If the government responded in a schizophrenic way — rattled by the opposition’s aggressiveness yet complacent about the impact of mass resignations — the opposition confronted its own challenge of maintaining unity among differences over the value and timing of resignations. Inevitably the stand-off between the two deflected focus from internal and external challenges especially at a time when India intensified its belligerent posture against Pakistan. National cohesion in the face of external challenges remained conspicuous by its absence in 2020.

Governance too remained patchy at best. PTI leaders no longer had the excuse of being new to the job, as acknowledged recently by the prime minister himself. The government continued to over-promise and under-deliver on most fronts. Nowhere was the government’s weak governance more evident than in Punjab with a team there that lacked competence and gravitas to the discomfort of senior party figures who urged privately — in vain — for a change of guard.

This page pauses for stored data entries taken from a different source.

PR #298, opened 2022-12-13
Add a jooq ExecutionListener to the DSLContext so that we can wrap Da…

rma-rripken:
…taAccessException.  Also added a connection method that will catch and wrap exceptions.

### DIFF
--- a/cwms_radar_api/src/main/java/cwms/radar/api/LevelsController.java
+++ b/cwms_radar_api/src/main/java/cwms/radar/api/LevelsController.java
@@ -219,6 +219,7 @@ public class LevelsController implements CrudHandler {
             responses = {
                     @OpenApiResponse(status = "200", content = {
                             @OpenApiContent(type = Formats.JSON),
+                            @OpenApiContent(type = ""),
                             @OpenApiContent(from = LocationLevels.class, type = Formats.JSONV2)
                         }
                     )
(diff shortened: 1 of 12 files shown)


adamkorynta:
LOVE this

cwms_radar_api/src/main/java/cwms/radar/data/dao/JooqDao.java
```diff
@@ -80,4 +94,89 @@ public void accept(org.jooq.Context<?> ctx) {
...
+            if (parts.length > 1) {
+                exception = new NotFoundException(parts[0]);
+            }
+        }
+        return exception;
+    }
+
+
+
+    private static class ExceptionWrappingListener extends DefaultExecuteListener {
```
adamkorynta: styleguide nitpick: inner classes at the bottom of the file

adamkorynta (dismissed):

cwms_radar_api/src/main/java/cwms/radar/data/dao/JooqDao.java
rma-rripken: I'd say this PR is currently only half-baked.  Hopefully discussion in #299 will lead to a more complete approach.

cwms_radar_api/src/main/java/cwms/radar/api/LevelsController.java
```diff
@@ -356,6 +356,8 @@ String.class, null, metrics, name(LevelsController.class.getName(),
                     UnitSystem.EN.getValue(), unmarshalledDateTime, office);
             ctx.json(locationLevel);
             ctx.status(HttpServletResponse.SC_OK);
+        } catch (NotFoundException e){
```
MikeNeilson, line 359: Arguably we could ditch both of these and just always rethrow. Though if I'm remembering right try{} doesn't supress an exception.

MikeNeilson (approved):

The government demonstrated a mixed record on foreign policy. Its two principal preoccupations during 2020 remained tensions with India following its illegal and brutal actions in occupied Kashmir and escalation on the Line of Control as well as the fast-evolving situation in Afghanistan. The former presented a grim prospect while the latter marked a moment of hope and opportunity. Relations with India sunk to a new low with all meaningful diplomatic engagement suspended. The government’s Kashmir campaign lacked consistency and imagination especially seen against its aim of raising the diplomatic costs for India of its Kashmir actions. This made efforts to mobilise international support far more imposing in the coming year.

Developments in Afghanistan offered the promise of peace. Pakistan played an active and important role in the events leading up to the February Doha accord between the US and Taliban and the start of intra-Afghan negotiations. But the path to a negotiated settlement remained strewn with obstacles, which left Islamabad with having to prepare for less hopeful scenarios. It was unclear whether the government started work on this.

Relations with China continued on a robust, positive trajectory. With the US, the main commonality remained Afghanistan. The advent of the Biden administration however opened up the opportunity to rebuild ties and impart content to the bilateral relationship, which has been elusive in recent years.

Significant was the downturn in ties with Saudi Arabia despite official protestations to the contrary. That Islamabad was asked to repay a substantial part of a loan was testimony to this as also the apparent freezing of an oil credit facility. The absence of high-level engagement between the two key allies also confirmed this.

The lack of any foreign policy direction in the outgoing year reflected the dearth of imagination that generally afflicts the government. However, it will be the government’s performance on the domestic front that will matter more and determine its fortunes in 2021.

The writer is a former ambassador to the US, UK and UN.